Let me tell you about a most wonderful experience I had early Monday morning, March 19, 2007, a little after six o’clock. God actually spoke to me. There is no doubt that it was God. I heard the words in my head just as clearly as when a memory of a conversation passes across your consciousness. The words were in English, but they had about them an absolutely self-authenticating ring of truth. I know beyond the shadow of a doubt that God still speaks today.

I couldn’t sleep for some reason. I was at Shalom House in northern Minnesota on a staff couples’ retreat. It was about five thirty in the morning. I lay there wondering if I should get up or wait till I got sleepy again. In his mercy, God moved me out of bed. It was mostly dark, but I managed to find my clothing, got dressed, grabbed my briefcase, and slipped out of the room without waking up Noël. In the main room below, it was totally quiet. No one else seemed to be up. So I sat down on a couch in the corner to pray.

As I prayed and mused, suddenly it happened. God said, “Come and see what I have done.” There was not the slightest doubt in my mind that these were the very words of God. In this very moment. At this very place in the twenty-first century, 2007, God was speaking to me with absolute authority and self-evidencing reality. I paused to let this sink in. There was a sweetness about it.

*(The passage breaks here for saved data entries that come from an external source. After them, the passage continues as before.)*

PR #913, opened 2023-11-01
Enable automatic landcover download

davide-f:
# Closes # (if applicable).

This PR automatically supports the download of landcover data from original source.
Note: the landcover informations are only needed in the creation of the natura tiff file. As such, they are not used by the standard user.

This PR cannot be merged as the tutorial will fail: there is the need to create a natura.tiff file for each tutorial and add it to the databundles.
Moreover, a better disclaimer for the license is needed, although the link is provided in the license page

## Checklist


davide-f:
Ready to Review

ekatef:
> Ready to Review

Hello @davide-f! Congratulations with finalising this work 😄
Can I help you with review?

davide-f:
> > Ready to Review
> 
> Hello @davide-f! Congratulations with finalising this work 😄
> Can I help you with review?

That would be awesome! :D

scripts/build_natura_raster.py
```diff
@@ -151,12 +151,7 @@ def unify_protected_shape_areas(inputs, natura_crs, out_logging):
         shp = gpd.read_file(i).to_crs(natura_crs)
         total_files += 1
         try:
-            shp.geometry = shp.apply(
-                lambda row: make_valid(row.geometry)
-                if not row.geometry.is_valid
-                else row.geometry,
-                axis=1,
-            )
+            shp.geometry = shp.geometry.make_valid()
```
ekatef, line 147: A curiosity question: what is the reason of this change? Is it linked with a fact that we transferred from using a number of shape files by continents a single global one?

configs/bundle_config.yaml
```diff
@@ -396,3 +317,12 @@ databundles:
...
       build_cutout: [all]
+
+  # data bundle containing the protected data for the whole world
+  bundle_landcover_earth:
+    countries: [Earth]
+    category: landcover
+    destination: "data/landcover/world_protected_areas"
+    urls:
+      protectedplanet: https://d1gam3xoknrgr2.cloudfront.net/current/WDPA_{month:s}{year:d}_Public_shp.zip
+    output: [data/landcover/world_protected_areas/*]
```
ekatef, line 328: Would you kill me if I'd suggest a hard-coded url instead of the dynamically-changed one? It looks like UN is a link to the latest copy of the WDPA shape file under http://wcmc.io/wdpa_current_release

(found [here](https://github.com/prioritizr/wdpar/blob/ce28c41b82b30fe5604b6452bd9c74f88325bdd3/R/wdpa_url.R#L114-L117))

scripts/build_natura_raster.py
```diff
@@ -151,12 +151,7 @@ def unify_protected_shape_areas(inputs, natura_crs, out_logging):
         shp = gpd.read_file(i).to_crs(natura_crs)
         total_files += 1
         try:
-            shp.geometry = shp.apply(
```
ekatef, line 154: It looks like we may need to slightly revise the docstring. In particular [this line](https://github.com/davide-f/pypsa-earth/blob/6ecd9a903f8bbe678ef0b9157efb68d154d06158/scripts/build_natura_raster.py#L26) could be revised to something like:
`- ``data/raw/protected_areas/current/WDPA_Nov2023_Public_shp.zip``: `WDPA <https://en.wikipedia.org/wiki/Natura_2000>`_ World Database for Protected Areas.`

ekatef:
Hello @davide-f! Thanks for tackling this issue 😄 

I think, the code looks great. Have added a couple of rather minor comments. Along the way, an alternative approach has been found to build url address for WDPA files (I just have been trying to understand how do they form their cloud url with month-year...). That is a domain of UN environmental program `http://wcmc.io/wdpa_current_release` which re-directs to the same cloud entry. Could it make sense to consider it, probably as an alternative url? What do you think?

I'm also thinking that probably we may post somewhere comparison between the old and the new `natura.tiff` files and test which effect does the new `natura.tiff` on simulation results. If you think it's worth, happy to create an issue on that. Although, that is obviously a completely different story.

Great work with updating the datakit! 😄

scripts/build_natura_raster.py
davide-f: Because the make_valid() function has the same effect without the lambda function, that usually adds more overhead

configs/bundle_config.yaml
davide-f: I was not aware of that link, we must do that!
I'll revert the latest changes

scripts/build_natura_raster.py
davide-f: Agree, revising

configs/bundle_config.yaml
davide-f: Mmm I've investigated the database, however, the format of that download is different with respect to the usual zip file: the format is a gdb multi-layer data and does not contain shapefiles as for the standard approach.
Revising the approach to support gdb files is possible, but it seems an overkill in my opinion, what do you think?

ekatef: Sorry, I have been not aware of the differences in formats. Thanks for checking! 

I don't think that it makes sense to revise the approach for `gdb` files. We still have a number of input-validation issue which are more meaningful from my perspective (alternative hydrobasins, new natura.tiff...). Not sure it's a good idea to add points to this list :)

To me, the implemented approach looks perfectly fine. I have been just amazed by a simplicity of UN url 🙃 But if it doesn't going to work smoothly, I don't see any serious advantages there as compared to the solution you have still implemented.

scripts/build_natura_raster.py
ekatef: Ah, `make_valid` is vectorised! Good to know. Thanks a lot for the explanation :)

configs/bundle_config.yaml
davide-f: Super :) we are on the same page; I'm running locally a workflow to verify it works for the world. I'll soon push the (little) changes

davide-f: I've pushed the changes but the workflow is still running, tomorrow I'll check the status :)

davide-f: I confirm the successful execution of the workflow :) [it is stuck at building natura, but that's natural...]

scripts/build_natura_raster.py
davide-f: A pleasure :)

configs/bundle_config.yaml
ekatef: Super! :D

davide-f:
Merging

Time seemed to matter little. God was near. He had me in his sights. He had something to say to me. When God draws near, hurry ceases. Time slows down.

I wondered what he meant by “come and see.” Would he take me somewhere, like he did Paul into heaven to see what can’t be spoken? Did “see” mean that I would have a vision of some great deed of God that no one has seen? I am not sure how much time elapsed between God’s initial word, “Come and see what I have done,” and his next words. It doesn’t matter. I was being enveloped in the love of his personal communication. The God of the universe was speaking to me.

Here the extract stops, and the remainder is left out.